WHAT THE TASK ASKS:
Using the material below, copy every line where "Screenshot" appears.

RECORDS SUPPLIED:
PR #3010, opened 2024-10-07
Allow multi-sample tips for Tree.draw_svg()

hyanwong:
As discussed with @benjeffery, these are induced by passing a different (postorder) list as the `order` parameter. This additional use of "order" is deliberately not documented. Here's an example:

Screenshot 2024-10-07 at 15 28 01

The stored SVGs have changed because as part of the refactoring I properly rounded some floating point values, so now e.g. positions like `7.0` are stored as simply `7` in the SVG, for clarity and efficiency.

### DIFF
--- a/python/tskit/drawing.py
+++ b/python/tskit/drawing.py
@@ -175,6 +175,10 @@ def check_order(order):
         "minlex": "minlex_postorder",
         "tree": "postorder",
     }
+    # Silently accept a tree traversal order as a valid order, so we can
+    # call this check twice if necessary
+    if order in traversal_orders.values():
+        return order
     if order not in traversal_orders:
         raise ValueError(
             f"Unknown display order '{order}'. "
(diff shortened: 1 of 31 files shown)


hyanwong:
Note that this should allow us to e.g. concatenate clades containing all non-tracked nodes. I will follow up with another PR to deal with large untracked polytomies.

python/tskit/drawing.py
```diff
@@ -1686,12 +1697,21 @@ def assign_x_coordinates(self):
...
+            if is_tip:
                 leaf_x += 1
                 node_x_coord[u] = leaf_x
             else:
-                child_coords = [node_x_coord[c] for c in self.tree.children(u)]
+                child_coords = [
+                    node_x_coord[c] for c in self.tree.children(u) if c in node_x_coord
+                ]
+                if len(child_coords) == 0:
+                    raise ValueError(
```
jeromekelleher, line 1712: Should try to cover this if possible

jeromekelleher (commented):
LGTM, just need to cover a missed error condition if poss

jeromekelleher (approved):

PR #3012, opened 2024-10-08
Add "pack_polytomy" ability to draw_svg()

hyanwong:
This allows us to visualise trees with large polytomies (such as from tsinfer or sc2ts) by using the "tracked_samples" functionality of a constructed `tskit.Tree`. Specifically, we pack all lineages in a polytomy that containing entirely "untracked" nodes, to allow us to focus on only the tracked nodes.

The `drawing._postorder_tracked_minlex_traversal()` function provides a way to create a postorder traversal that puts all the non tracked-node lineages on the right hand side of the polytomy, which is required for packing. At the moment I have kept this as a private function, and the new (undocumented) functionality is triggered using e.g. 

```python
import os
import numpy as np
import tskit
import tszip

ts_dir = "../data"
filename = os.path.join(ts_dir, "biotite_nj_long_arg_v7_clustloc-mrm_2-rw_10-mgs_10-2020-10-29")
ts = tszip.decompress(filename + ".ts.tsz")

mut_labels = {
    m.id: f"{ts.site(m.site).ancestral_state if m.parent == tskit.NULL else ts.mutation(m.parent).derived_state}{int(ts.site(m.site).position)}{m.derived_state}"
    for m in ts.mutations()
}

pango = "B.1.240"
tracked_nodes = [u for u in ts.samples() if ts.node(u).metadata.get("Viridian_pangolin") == pango] # could also use ti.pango_lineage_samples[pango]
tree = ts.first(tracked_samples=tracked_nodes)
order = list(tskit.drawing._postorder_tracked_minlex_traversal(tree, collapse_tracked=True))
print(len(order), f"nodes in subtree. {len(tracked_nodes)} nodes in cyan are {pango}")
tree.draw_svg(
    time_scale="rank",
    y_axis=True,
    order=order,
    canvas_size=(650, 600),
    size=(600, 600),
    node_labels={u: ts.node(u).metadata.get("Viridian_pangolin", "") for u in order if u not in tracked_nodes},
    mutation_labels=mut_labels,
    all_edge_mutations=True,
    symbol_size=4,
    pack_untracked_polytomies=True,
    style=(
        "".join(f".n{u} > .sym {{fill: cyan}}" for u in tracked_nodes + [39]) +
        ".lab.summary {font-size: 9px}" + 
        ".polytomy {font-size: 10px}" +
        ".mut .lab {font-size: 10px}"
        ".plotbox {transform: translateX(40px)}"
        ".y-axis .lab {font-size: 12px}"
    ),
)
```
Screenshot 2024-10-08 at 12 58 23


jeromekelleher (approved):

hyanwong:
> Let's not worry too much about final API and get something in there for now that we can start playing with.

Yep, 100% agree, which is why I've left it all undocumented

hyanwong:
After discussion with Jerome, it seemed useful to be able to collapse a subtree if (say) > 99% of the samples within it were tracked samples.

It would be relatively easy to change the `collapse_tracked` parameter to expect a proportion (e.g. 0.99), specifying the collapsing threshold. By default, `None` would mean "never collapse" and `1` (or `True`) would mean only collapse if all samples under a node are tracked samples.

hyanwong:
Cool, done. Thanks.

PR #3013, opened 2024-10-08
Correct C changelog for extend_haplotypes

benjeffery:
Reviewing before release I spotted that the method had changed name without the changelog being updated. Hopefully I have this right @petrelharp?


petrelharp:
Good catch, thanks!

PR #3015, opened 2024-10-08
Draw svg title

hyanwong:
I've always wanted to be able to add a title to our SVG plots. Now that we are outputting them e.g. from sc2ts, I think this is vital to keep track of what we are plotting:

Screenshot 2024-10-08 at 23 04 10

### DIFF
--- a/python/CHANGELOG.rst
+++ b/python/CHANGELOG.rst
@@ -86,6 +86,8 @@
   be summarised as a dotted line (:user:`hyanwong`, :issue:`3011` :pr:`3010`, :pr:`3012`)
   
 
+- Added a ``title`` parameter to ``.draw_svg()`` methods (:user:`hyanwong`, :pr:`3015`)
+
 --------------------
 [0.5.8] - 2024-06-27
 --------------------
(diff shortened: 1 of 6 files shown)


benjeffery (approved):
LGTM!

jeromekelleher (approved):

python/tskit/intervals.py
```diff
@@ -1,6 +1,6 @@
 # MIT License
 #
-# Copyright (c) 2023 Tskit Developers
+# Copyright (c) 2024 Tskit Developers
```
jeromekelleher, line 3: Not sure why this file got touched?

jeromekelleher (commented):
Looks like you need to drop intervals.py from the PR?

python/tskit/intervals.py
hyanwong: It didn't, but one of the CI checks for some reason was complaining about in in a previous PR. Happy to remove

hyanwong: I just removed the commit that did the year updates for extra untouched files that were previously complained about.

WRITTEN ANSWER:
Screenshot 2024-10-07 at 15 28 01
Screenshot 2024-10-08 at 12 58 23
Screenshot 2024-10-08 at 23 04 10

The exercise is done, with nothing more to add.